ソロモン王と72の悪魔
@masamasa0930
第1話 ソロモン王の悪魔
かつてソロモン王は神から授かった指輪を使い、72の悪魔を呼び出し、知識と力を手に入れた。
その悪魔たちは王の命令で神殿を築き、財宝を見つけ、未来を語ったという。
だが王は、その力がいずれ人を堕落させることを悟り、全ての悪魔を一冊の書に封じた。
時は流れ、現代。
イスラエルの乾いた砂の下から、古びた箱が発掘された。
考古学者のリナ・ ベン=エリは、真夜中のランプの下でその蓋をそっと開けた。
そこには、一冊の書物があった。黒い革に金で刻まれた紋章、表紙にヘブライ語でこう記されていた。
『レメゲトンーソロモンの小鍵』
ページを開いた瞬間、空気が震えた。
蝋燭の炎が青く揺らぎ、部屋の隅に黒い影が立ち上がった。
「名を名乗れ、人の子よ」
影は声ではなく、脳に直接響くように語った。
リナは喉を詰まらせたが、震える声で答えた。
「リナ・ベン=エリ。... あなたは?」
影が笑う。
「我が名はバエル。 七十二の悪魔の王。お前が我らを解放しに来たのか?」
リナは息を呑んだ。
伝説が真実なら、残り71体も目覚めようとしている。
だがリナは恐怖よりも、知的好奇心に突き動かされていた。
「あなたたちは何を望むの?」
「再びこの世界を歩くことだ。
我らは長きに渡り閉じ込められていた。だが契約の言葉があれば、それを知る者の命に従う。お前がそれを知るのであれば、契約せよ。そして我らの主として、再び我らをこの世界に解き放て」
その言葉に、リナの心に野心の影が差した。
歴史に名を残す発見。
そして、かつてソロモン王が手にした全ての力が手に入る…
だが彼女はまだ知らなかった。 ソロモン王がなぜ、彼らを封印したのかを。
彼女は契約の言葉を探し始めた。だがその夜から、彼女の研究所には奇怪な現象が続発した。

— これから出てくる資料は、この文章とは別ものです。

Issue #232, opened 2015-02-19
`reset` should reset `shownSurveyCollections` and `shownNotifications`


peymano:
In our app, when a user signs out, we call Mixpanel's `reset` method. If a different user signs in, user 2 wont see any in-app notifications that user 1 has already seen.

ガラスが砕け、書物が勝手にめくられ、壁に古代文字が浮かび上がった。
ある晩、リナは夢の中で一人の男と出会った。
黄金の冠をかぶり、瞳に星を宿す男。
「お前は道を誤っている、リナ」
「あなたは...?」
「我はソロモン。お前は我が過ちを繰り返している。」
リナは叫んだ。
「私は悪魔に命令するわ。悪魔が私に従うの!」
ソロモンは静かに言った。
「ならば問おう。お前が望んでいるのは、真理か、力か?」
心理…そんなもの凡人の自分が悪魔の力を借りれば手に入ると言うのか。
いや、ソロモン王は初めから心理を知り、この世のすべてを知っていた。
「わからぬか…では手を出せ」
おずおずとソロモン王に両手を差し出すリナ。ソロモン 王の手から金色の雫がリナの手に向かって 落ちた。
「それがお前を守ってくれる」
ソロモン王のその言葉と共に、リナの意識は落ちていった。
目覚めた時、リナの右手には再び 『レメゲトン』が握られていた。ページは最後の章を開いていた。
「封印の言葉」
そして左手には、印章が刻み込まれた 指輪が握られていた握られていた。
その印象には 見覚えがある。
あの偉大なるソロモン王のしるし。
彼女は決断した。72の悪魔を再び封じることを。